Gubitz A K, Widdowson L, Kurokawa M, Kirkpatrick K A, Richardson P J
Department of Pharmacology, University of Cambridge, Cambridge, England.
J Neurochem. 1996 Jul;67(1):374-81. doi: 10.1046/j.1471-4159.1996.67010374.x.

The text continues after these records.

Issue #2807, opened 2024-08-08
`error: [warning] Elements and text nodes do not need to be separated by commas.` should be a warning


Niedzwiedzw:
- Dioxus version:  0.6.0-alpha.2 (master, commit b97e607aca0bd8a12971fcf403908addf9a45dd7)

PR #2869, opened 2024-08-20
Fix: clippy, dont throw error on commas

jkelleyrtp:
Fix:
#2807

### DIFF
--- a/packages/core/src/suspense/component.rs
+++ b/packages/core/src/suspense/component.rs
@@ -316,7 +316,7 @@ impl SuspenseBoundaryProps {
             // Store the (now mounted) children back into the scope state
             let scope_state = &mut dom.scopes[scope_id.0];
             let props = Self::downcast_from_props(&mut *scope_state.props).unwrap();
-            props.children = children.clone();
+            props.children.clone_from(&children);
 
             let scope_state = &mut dom.scopes[scope_id.0];
             let suspense_context = scope_state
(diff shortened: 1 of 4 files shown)


packages/core/src/suspense/component.rs
```diff
@@ -435,7 +435,7 @@ impl SuspenseBoundaryProps {
             // Store the (now mounted) children back into the scope state
             let scope_state = &mut dom.scopes[scope_id.0];
             let props = Self::downcast_from_props(&mut *scope_state.props).unwrap();
-            props.children = children.clone();
+            props.children.clone_from(&children);
```
jkelleyrtp, line 438: new clippy lint not firing on our current ci setup

packages/rsx/src/ifmt.rs
```diff
@@ -399,10 +391,11 @@ mod tests {
         let input = syn::parse2::<IfmtInput>(quote! { "hello {world} {world} {world()}" }).unwrap();
         println!("{}", input.to_string_with_quotes());
 
+        // raw expressions are always static!
         let input =
             syn::parse2::<IfmtInput>(quote! { r#"hello {world} {world} {world()}"# }).unwrap();
         println!("{}", input.to_string_with_quotes());
-        assert!(!input.is_static());
+        assert!(input.is_static());
```
ealmloff, line 398: This seems wrong... The input has a bunch of dynamic segments. It shouldn't be static

ealmloff (approved):

PR #2872, opened 2024-08-21
Add placeholder doc comments to macro-generated enums

pyrrho:
This removes some yellow squiggles present in workspaces/crates that build with
```
[workspace.lints.rust]
missing_docs = "warn"`
```
image

I don't feel that I'm familiar enough with the structure of these enums to suggest real doc comments, so I just tossed in placeholders. Would love to see some more descriptive text replace the TODOs.

Another option for resolving the warnings would be to replace all the placeholders with an `#[allow(missing_docs)]` attribute added above the two `quote!`d `pub enum`s on lib.rs:689 and segment.rs:300

### DIFF
--- a/packages/router-macro/src/lib.rs
+++ b/packages/router-macro/src/lib.rs
@@ -643,7 +643,11 @@ impl RouteEnum {
                     let error_name = route.error_ident();
                     let route_str = &route.route;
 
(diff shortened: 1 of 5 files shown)


pyrrho:
Thank you _so much_ for finishing and landing this PR!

Many Gs-linked receptors have been reported to use multiple signalling pathways in transfected cels but few in their normal cell environment. We show that the adenosine A2a receptor uses two signalling pathways to increase the release of acetylcholine from striatal nerve terminals. One pathway involves activation of Gs, adenylyl acylase, protein kinase A, and P-type calcium channels; the other is mediated by a cholera toxin-insensitive G protein, protein kinase C, and N-type calcium channels. The effects of these two pathways are not additive, the second pathway being inhibited by the first; but they are equally sensitive to the A2a receptor antagonist KF17837. This demonstrates that the A2a receptor activates two signalling systems in striatal cholinergic neurons.
据报道,许多与G蛋白偶联的受体在转染细胞中可使用多种信号通路,但在其正常细胞环境中却很少见。我们发现,腺苷A2a受体利用两种信号通路来增加纹状体神经末梢乙酰胆碱的释放。一种通路涉及Gs、腺苷酸环化酶、蛋白激酶A和P型钙通道的激活;另一种则由对霍乱毒素不敏感的G蛋白、蛋白激酶C和N型钙通道介导。这两种通路的作用并非相加,第二条通路会被第一条通路抑制;但它们对A2a受体拮抗剂KF17837同样敏感。这表明A2a受体在纹状体胆碱能神经元中激活了两种信号系统。